Item 2.01. | Completion of Acquisition or Disposition of Assets. |
On June 28, 2019, SunCoke Energy Partners, L.P., a Delaware limited partnership (“SXCP”) completed its previously announced merger with SC Energy Acquisition LLC (“Merger Sub”), a Delaware limited liability company and a wholly owned subsidiary of SunCoke Energy, Inc., a Delaware corporation (“SunCoke”), pursuant to that certain Agreement and Plan of Merger (the “Merger Agreement”), dated February 4, 2019, by and among SunCoke, Merger Sub, SXCP and SunCoke Energy Partners GP LLC, a Delaware limited liability company and the general partner of SXCP (“SXCP General Partner”), whereby Merger Sub merged with and into SXCP, and SXCP continued as the surviving entity (the “Merger”).
Under the terms of the Merger Agreement, at the effective time of the Merger, each outstanding common unit representing limited partner interests in SXCP (the “SXCP Common Units”) held by a unitholder other than SunCoke, and/or entities that are partially or wholly owned and directly or indirectly controlled by SunCoke, including Merger Sub, Sun Coal & Coke LLC and SXCP (the “SXCP Public Units”), was converted into the right to receive (x) 1.40 shares of validly issued, fully paid andnon-assessable SunCoke common stock, par value $1.00 per share (the “Parent Common Stock”) and (y) a fraction of a share of Parent Common Stock equal to the product of (aa) the number of days beginning with the first day of the most recent full calendar quarter with respect to which an SXCP unitholder distribution record date has not occurred (or, if there is no such full calendar quarter, then beginning with the first day of the partial calendar quarter in which the Closing (as defined in the Merger Agreement) occurs), and ending on the day immediately prior to the Closing, multiplied by (bb) a daily distribution rate that is equal to the quotient of the most recent regular quarterly cash distribution paid by SXCP divided by 90, such product divided by $10.91 ((x) and (y) collectively, the “Merger Consideration”).
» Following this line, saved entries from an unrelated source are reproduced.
PR #1027, opened 2025-07-19
fix: delay delegate substitution

IvanIhnatsiuk:
## 📜 Description

Currently in my library, I have a bug that if we have text input with autofocus, your library adds a delegate and it does it before my library, as I do it with decorator view, which is mounted on the screen by the next element. I think it is not so important for your library to put its delegate( in terms of as early as possible). So I added logic that does this on the next frame.

Advanced input mask issue: https://github.com/IvanIhnatsiuk/react-native-advanced-input-mask/issues/128

## 💡 Motivation and Context

Allow other libraries to set their own delegates

### iOS

- Wrapped substituteDelegate call with DispatchQueue.main.async

tested locally on iOS simulator

https://github.com/user-attachments/assets/bb9e4725-d7d4-4fcb-9e28-0d94282315c0

## 📝 Checklist

- [x] CI successfully passed

### DIFF
--- a/ios/observers/FocusedInputObserver.swift
+++ b/ios/observers/FocusedInputObserver.swift
@@ -140,6 +140,11 @@ public class FocusedInputObserver: NSObject {
     currentInput = currentResponder?.superview as UIView?
 
     setupObservers()
+    // dispatch onSelectionChange on focus
+    if let textInput = responder as? UITextInput {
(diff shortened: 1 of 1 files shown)


kirillzyusko (approved):

kirillzyusko:
@IvanIhnatsiuk can you mention in PR description exact issue that you are trying to fix from `advanced-input-mask` repository?

PR #1047, opened 2025-07-25
feat: keyboard tracking view

kirillzyusko:
### JS

-
-

### iOS

-
-

### Android

-
-

## 📝 Checklist

- [ ] CI successfully passed


kirillzyusko:
After thinking a while I think it'll be a good idea to merge it now.

`KeyboardTrackingView` is a great abstraction that helps to isolate certain pieces of code and provides a better interface segregation. So it's anyway something that I'd like to have in the codebase 👀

Upon being converted into the right to receive the Merger Consideration, all SXCP Public Units were canceled.
The above description of the Merger and the Merger Agreement does not purport to be complete and is qualified in its entirety by reference to the Merger Agreement, a copy of which was attached as Exhibit 2.1 to SXCP’s Current Report on Form8-K filed with the Securities and Exchange Commission (the “SEC”) on February 5, 2019, and the terms of which are incorporated herein by reference.
Item 3.01. | Notice of Delisting or Failure to Satisfy a Continued Listing Rule or Standard; Transfer of Listing. |
On June 28, 2019, in connection with the consummation of the Merger, SXCP (i) notified the New York Stock Exchange (the “NYSE”) that each outstanding SXCP Common Unit was canceled and (ii) requested that the NYSE file a notification of removal from listing on Form 25 with the SEC with respect to the SXCP Common Units. The trading of the SXCP Common Units on the NYSE was suspended before the opening of the market on June 28, 2019. SXCP intends to file with the SEC a certification on Form 15 under the Securities Exchange Act of 1934 (the “Exchange Act”), requesting the deregistration of the SXCP Common Units and the suspension of SXCP’s reporting obligations under Sections 13 and 15(d) of the Exchange Act.
Item 3.03. | Material Modification to Rights of Security Holders. |
Under the terms of the Merger Agreement, upon the effective time of the Merger, each outstanding SXCP Public Unit was cancelled and converted into the right to receive the Merger Consideration.
In connection with the Merger and at the effective time of the Merger, holders of SXCP Public Units immediately prior to such time ceased to have any rights as unitholders in SXCP (other than their right to receive the Merger Consideration pursuant to the Merger Agreement).
The descriptions of the Merger and the Merger Agreement in Item 2.01 and the delisting and deregistration of the SXCP Common Units in Item 3.01 are incorporated herein by reference.
Item 5.02. | Departure of Directors or Certain Officers; Election of Directors; Appointment of Certain Officers; Compensatory Arrangements of Certain Officers. |
On June 28, 2019, in connection with the Closing (as defined in the Merger Agreement), Alvin Bledsoe, Martha Z. Carnes, and John W. Somerhalder II, each an independent director of the SXCP General Partner, resigned as of the effective time of the Merger. The members of the SXCP General Partner board of directors immediately after the effective time of the Merger were: Michael G. Rippey (Chairman), Katherine T. Gates, P. Michael Hardesty and Fay West.